Users also need to download ms.tar.gz
from Hudson Lab and decompress it under the ext
folder and compile it with the following commands.
cd msdir
${CONDA_PREFIX}/bin/gcc -o ms ms.c streec.c rand1.c -lm
cd ../..
After installing the tools above, users could test the pipelines locally by using dry-run.
snakemake -np
If users want to run all the pipelines, users can use the following command.
snakemake -c 1 --use-conda
-c
specifies the number of threads and snakemake
could run jobs parallelly as many as possible with the given number of threads.
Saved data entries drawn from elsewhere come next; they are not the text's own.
PR #61458, opened 2022-10-04
Graded weapons descriptions

Drew4484:
#### Summary
Content "Improve the descriptions of graded weapons."

#### Purpose of change
Unlike the graded armors, the difference in quality between the versions was not simply tougher steel, but also an improvement over the lower grades, using better grips and dealing more damage to represent better balance and a sharper edge. The load is to represent the player's increasing skills, hopefully the new descriptions aid in this.

#### Describe the solution
Update the descriptive text for all graded steel weapons.

None.

#### Testing
Nothing changing but descriptive text.

#### Additional context
None.


nopenoperson:
the text about  razor sharpness makes sense for a knife that you would want to use for shaving. for a typical sword task like cutting through a zombie you would want a thicker edge that would be much less sharp so it would actually be able to do the task it was intended for without easily breaking.

Drew4484:
> the text about  razor sharpness makes sense for a knife that you would want to use for shaving. for a typical sword task like cutting through a zombie you would want a thicker edge that would be much less sharp so it would actually be able to do the task it was intended for without easily breaking. 

It's an figure of speech but I'll gladly take any alternative descriptions or changes you come up with.

nopenoperson:
> It's an figure of speech but I'll gladly take any alternative descriptions or changes you come up with.
im probably being too picky but you could try "The balance feels perfect and the cutting edge seems exceptionally well honed"

PR #61473, opened 2022-10-04
MilComp repairs

Drew4484:
#### Summary
Content "Makes MilComp item unrepairable"

#### Purpose of change
An oversight with making military composite plating unrepairable meant that it could be repaired by uninstalling it from the vehicle, repairing the item, and then reinstalling it on the vehicle. This A) should not work and B) is extremely tedious for the player taking advantage of it.

#### Describe the solution
Adds "NO_REPAIR" to the military composite item.

None.

#### Testing
Spawned item, confirmed it shows as not repairable.

#### Additional context
I understand the desire to repair military composite armor and the frustration it creates to not be able to do so. Realistically, the repair of such plating is to completely replace the piece of armor if it is damaged beyond a certain point, the piece is then recycled. Simple welds cannot restore the ceramic (which is what makes this **composite**) armor. It may be possible to create new ceramic sheets or at least a ceramic coating on metal armor, but those are extremely advanced processes and generally do not scale down to the creation of one single plate.

### DIFF
--- a/data/json/items/vehicle/plating.json
+++ b/data/json/items/vehicle/plating.json
@@ -135,6 +135,7 @@
     "category": "veh_parts",
     "price": 16000,
     "price_postapoc": 750,
+    "flags": [ "NO_REPAIR" ],
     "qualities": [ [ "COOK", 1 ] ]
   },
   {


Maleclypse (approved):

anothersimulacrum (approved):
Any reason this is still in draft?

Drew4484:
> Any reason this is still in draft?

Wrote it up on my phone, I'll test it today.

PR #61474, opened 2022-10-04
Fix ObjectCreator build on Windows

akrieger:
#### Summary
None

#### Purpose of change
#59906 broke the ObjectCreator build on Windows, but it's not entirely it's fault because the check didn't run on that PR. Fix both issues.

#### Describe the solution
- Remove the object_creator exclusions from the github workflow so it should run on this PR.
- Fix the include to use the same folder relative includes the other Qt includes use.

#### Testing
Build ObjectCreator on Windows.

### DIFF
--- a/object_creator/flowlayout.cpp
+++ b/object_creator/flowlayout.cpp
@@ -49,7 +49,7 @@
 ****************************************************************************/
 
 #include "flowlayout.h"
-#include <QtWidgets>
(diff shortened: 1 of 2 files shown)


snipercup:
> @snipercup can you test that object_creator still works for you with these changes?

I can build it on windows and linux and they both work. Thank you for fixing it! I will put the include correctly next time.

PR #63366, opened 2023-01-31
github: make save files mandatory for new bug reports

andrei8l:
#### Summary
None

#### Purpose of change
Help improve the quality of bug reports

#### Describe the solution

- Add a mandatory text area with instructions for #62966
- Replace wordy courteous sentence that no one ever reads with straight instructions

Adding the field but not making it mandatory: it's a half measure and people can circumvent the requirement anyway.

#### Testing

Can be tested on [my fork](https://github.com/andrei8l/Cataclysm-DDA/issues/new?template=bug_report.yaml) once [2023-01-31-0603](https://github.com/CleverRaven/Cataclysm-DDA/releases/tag/cdda-experimental-2023-01-31-0603) finishes building 

Screenshot from 2023-02-01 06-10-07

#### Additional context
N/A


Maleclypse:
I do have a question about how we'll add CI bugs though after this.

andrei8l:
The template doesn't specifically check for an uploaded file so you can:

- link a failed run, or
- write `N/A`, or
- write `I am not a bug report number. I'm a free man!`

All are valid options.

.github/ISSUE_TEMPLATE/bug_report.yaml
```diff
@@ -55,8 +69,7 @@ body:
     attributes:
       label: Versions and configuration
       description: |
-        The following information should consist only of the automated game report generated by the game; please put further information below.
-        To generate a report: "Main menu (ESC) > Debug Menu > Info > Generate game report".
+        `F1`Debug Menu -> `i`Info -> `r`Generate game report
```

However, we recommend users to run each pipeline individually. Users need to run the two pipelines for simulation first.
snakemake -s workflows/1src/simulation.snake -c 1
snakemake -s workflows/2src/simulation.snake -c 1
Other pipelines, including workflows/1src/sstar.snake
, workflows/1src/sprime.snake
, workflows/1src/skovhmm.snake
, workflows/2src/sstar.snake
, workflows/2src/sprime.snake
, workflows/2src/archaicseeker2.snake
, can be executed in any order after simulation.
For the SkovHMM pipeline, users need to add the --use-conda
argument, because it requires Python2
, which is different from the main environment sstar-analysis
. A specific environment for SkovHMM needs to be created.
snakemake -s workflows/1src/skovhmm.snake -c 1 --use-conda
Finally, users could plot the results.
snakemake -s workflows/plot.snake -c 1
The plots and tables are in results/plots
. They may be slightly different from those in our manuscript because of random effects.
Users could also submit the pipelines to HPC. Users should create profiles depending on the HPC scheduler. Users could find an example profile for SLURM
in config/slurm/config.yaml
. To submit jobs by SLURM
, users first create a folder logs_slurm
.
mkdir logs_slurm
Then, for example, to run simulation in the cluster,
snakemake -s workflows/1src/simulation.snake --profile config/slurm -j 200
-j
specifies the number of threads in the cluster.